Only an exact repetition of the entries will do.

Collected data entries
- - -

PR #805, opened 2024-06-05
pam_shells: Initialize econf_file* variable to NULL

schubi2:
The next version of libeconf (0.7.0) depends on an initialized econf_file* variable because it will be used for settings options. See:
https://github.com/openSUSE/libeconf/blob/master/NEWS


ldv-alt:
Does it mean that old users linked with libeconf would just crash after libeconf update?

schubi2:
We have discussed this again and we will not publish this release of libeconf. We will find another solution for it .....Sorry for the noise.

PR #806, opened 2024-06-05
modules/pam_succeed_if: Add support for evaluating pam env variables

3v1n0:
It may be useful in services files to be able to skip modules or take different paths depending on variables that may have been set by a previous module in the stack.

So make it possible for pam_succeed_if to get an env variable and do comparisons depending on its value.

Since variables can also be just set or unset, introduce a new syntax to perform such check, such as:

```
  env:VARIABLE is unset
  env:VARIABLE is set
```


modules/pam_succeed_if/pam_succeed_if.8.xml
```diff
@@ -217,6 +219,24 @@
...
+        <listitem>
+          <para>variable has not been set to any value.</para>
+        </listitem>
+      </varlistentry>
+      <varlistentry>
+        <term>env:variable is value</term>
+        <listitem>
+          <para>variable equals value.</para>
+        </listitem>
+      </varlistentry>
```
ldv-alt, line 239: Why do you need this syntax, wouldn't `env:variable = value` be enough?

modules/pam_succeed_if/pam_succeed_if.c
```diff
@@ -350,6 +350,18 @@ evaluate(pam_handle_t *pamh, int debug,
 			tty == NULL)
 			tty = "";
 		left = (const char *)tty;
+	} else if (strncasecmp(left, "env:", 4) == 0 && strlen (left + 3) > 1) {
+		const char *env = left + 4;
```
ldv-alt, line 354: Please use `pam_str_skip_icase_prefix` instead.

modules/pam_succeed_if/pam_succeed_if.c
```diff
@@ -350,6 +350,18 @@ evaluate(pam_handle_t *pamh, int debug,
...
+		left = pam_getenv(pamh, env);
+		if (strcasecmp(qual, "is") == 0) {
+			if (strcasecmp(right, "set") == 0) {
+				return left != NULL ? PAM_SUCCESS : PAM_AUTH_ERR;
+			}
+			if (strcasecmp(right, "unset") == 0) {
+				return left == NULL ? PAM_SUCCESS : PAM_AUTH_ERR;
+			}
+			qual = "=";
```
ldv-alt, line 363: Please make sure this won't segfault in case of `left == NULL`.
Also, please make sure operations make sense when the variable is not set.

ldv-alt (changes requested):

modules/pam_succeed_if/pam_succeed_if.8.xml
3v1n0: As written in the commit message, for an env variable we may also just want to check if it's only set or unset (!= empty), and since this is something special to env variables only I didn't want to clash with current equality check not change its syntax for a special case.

To allow doing 
env:VARIABLE is unset
env:VARIABLE is set

However this was the thing for which I wasn't fully sure, about which one it was the best way to handle

ldv-alt: Sorry, I still don't see how `env:VARIABLE is arbitrary_value` is any better than `env:VARIABLE = arbitrary_value`, given that some values have a special meaning.

3v1n0: well, it was to have a specific mapping that applies only to env, but I'm fine to change it.

So the idea is to support `= set`? But then how to differentiate it from when the value need to be `"set"`

ldv-alt: I think it would be fine to have `env:VARIABLE is set|unset` and `env:VARIABLE op value` where `op` is any binary operation like `=`.

ldv-alt: The question is how to define `env:VARIABLE op value` for various `op` when `env:VARIABLE` is not set.

3v1n0: > The question is how to define `env:VARIABLE op value` for various `op` when `env:VARIABLE` is not set.

Well I'd say that's the case in which unset variable is basically considered an empty value, and if someone really wants to check if that's set to an empty value has to require both conditions: `env:VARIABLE is set env:VARIABLE = ''`.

- - -

Task result —
PR #805, opened 2024-06-05
pam_shells: Initialize econf_file* variable to NULL

schubi2:
The next version of libeconf (0.7.0) depends on an initialized econf_file* variable because it will be used for settings options. See:
https://github.com/openSUSE/libeconf/blob/master/NEWS


ldv-alt:
Does it mean that old users linked with libeconf would just crash after libeconf update?

schubi2:
We have discussed this again and we will not publish this release of libeconf. We will find another solution for it .....Sorry for the noise.

PR #806, opened 2024-06-05
modules/pam_succeed_if: Add support for evaluating pam env variables

3v1n0:
It may be useful in services files to be able to skip modules or take different paths depending on variables that may have been set by a previous module in the stack.

So make it possible for pam_succeed_if to get an env variable and do comparisons depending on its value.

Since variables can also be just set or unset, introduce a new syntax to perform such check, such as:

```
  env:VARIABLE is unset
  env:VARIABLE is set
```


modules/pam_succeed_if/pam_succeed_if.8.xml
```diff
@@ -217,6 +219,24 @@
...
+        <listitem>
+          <para>variable has not been set to any value.</para>
+        </listitem>
+      </varlistentry>
+      <varlistentry>
+        <term>env:variable is value</term>
+        <listitem>
+          <para>variable equals value.</para>
+        </listitem>
+      </varlistentry>
```
ldv-alt, line 239: Why do you need this syntax, wouldn't `env:variable = value` be enough?

modules/pam_succeed_if/pam_succeed_if.c
```diff
@@ -350,6 +350,18 @@ evaluate(pam_handle_t *pamh, int debug,
 			tty == NULL)
 			tty = "";
 		left = (const char *)tty;
+	} else if (strncasecmp(left, "env:", 4) == 0 && strlen (left + 3) > 1) {
+		const char *env = left + 4;
```
ldv-alt, line 354: Please use `pam_str_skip_icase_prefix` instead.

modules/pam_succeed_if/pam_succeed_if.c
```diff
@@ -350,6 +350,18 @@ evaluate(pam_handle_t *pamh, int debug,
...
+		left = pam_getenv(pamh, env);
+		if (strcasecmp(qual, "is") == 0) {
+			if (strcasecmp(right, "set") == 0) {
+				return left != NULL ? PAM_SUCCESS : PAM_AUTH_ERR;
+			}
+			if (strcasecmp(right, "unset") == 0) {
+				return left == NULL ? PAM_SUCCESS : PAM_AUTH_ERR;
+			}
+			qual = "=";
```
ldv-alt, line 363: Please make sure this won't segfault in case of `left == NULL`.
Also, please make sure operations make sense when the variable is not set.

ldv-alt (changes requested):

modules/pam_succeed_if/pam_succeed_if.8.xml
3v1n0: As written in the commit message, for an env variable we may also just want to check if it's only set or unset (!= empty), and since this is something special to env variables only I didn't want to clash with current equality check not change its syntax for a special case.

To allow doing 
env:VARIABLE is unset
env:VARIABLE is set

However this was the thing for which I wasn't fully sure, about which one it was the best way to handle

ldv-alt: Sorry, I still don't see how `env:VARIABLE is arbitrary_value` is any better than `env:VARIABLE = arbitrary_value`, given that some values have a special meaning.

3v1n0: well, it was to have a specific mapping that applies only to env, but I'm fine to change it.

So the idea is to support `= set`? But then how to differentiate it from when the value need to be `"set"`

ldv-alt: I think it would be fine to have `env:VARIABLE is set|unset` and `env:VARIABLE op value` where `op` is any binary operation like `=`.

ldv-alt: The question is how to define `env:VARIABLE op value` for various `op` when `env:VARIABLE` is not set.

3v1n0: > The question is how to define `env:VARIABLE op value` for various `op` when `env:VARIABLE` is not set.

Well I'd say that's the case in which unset variable is basically considered an empty value, and if someone really wants to check if that's set to an empty value has to require both conditions: `env:VARIABLE is set env:VARIABLE = ''`.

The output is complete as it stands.